# Hyvent vs. Gore-tex



## jeffgothro (Mar 10, 2007)

I'm considering buying a The North Face jacket and the shell is made from Hyvent material. I already have a decent Gore-tex jacket, but I'm not familiar with this Hyvent material. Has anyone owned any clothing made from Hyvent, how does it compare to Gore-tex?


----------



## The_Pitbull (Nov 13, 2008)

its a similar thing to toh-may-toe vs toh-mah-toe

basically its gore-tex, but with a different brand name. works wicked good


----------



## jeffgothro (Mar 10, 2007)

Erm...ok, I actually signed up and posted this in a mountain climbing forum summitpost.org as of I wasnt sure I would get any replys here.



bdub said:


> Jeff,
> 
> It's been a couple years since I was working in a shop so my "technical" info may be outdated, but as of 2005, Hyvent was a chemical coating (DWR) whereas Goretex is an actual membrane adhered to the textile more like Hyvent Alpha. The rep admitted that he thought Hyvent was approximately 90% the breathability of Goretex.
> 
> The bonus is Hyvent is it is a lot cheaper since they don't have to license Goretex. I had a North Face jacket a couple of years ago, no complaints. It held up fine for awhile, then I believe I washed/wore the DWR off and had to use Granger's to make it water resistant again after a couple of seasons. I would have kept doing that for some time, but it was lost in a hazy night at the bars.





kellendv said:


> Gore-tex is a laminate, a material that is laminated to the inside of the outer shell fabric.
> 
> Hyvent is a coating that is "painted" onto the inside of the outer shell material. It is less durable, and less breathable.
> 
> DWR is a coating that is applied to the outside of the jacket in order to make water bead off of the outer shell. This keeps the outer shell from wetting out thus allowing the jacket to remain breathable.

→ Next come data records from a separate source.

PR #3887, opened 2022-06-15
Fix CSV custom question output when questions have been removed from event(s)

Pebblo:
@tn3rb Apologies for the wall of text.... I'm explaining my logic for adding this and my understanding of the problem, feel free to point out something I'm missing/have completely wrong.

I know you've gone through this previously which is why I've added all the details to explain my thinking here.

----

I'll probably buy the coat, its super awsome 3-1 M Windwall Triclimate Jacket - I spose spraying granger's every couple years (if I will even have to do that) is a small price to pay considering this stuff is half the cost of gore-tex. I read a couple reviewes on the jacket, folks love it.


----------



## womble (Sep 8, 2006)

They basically both suck compared to eVent. Search around on Google- there's some really compelling test data out there.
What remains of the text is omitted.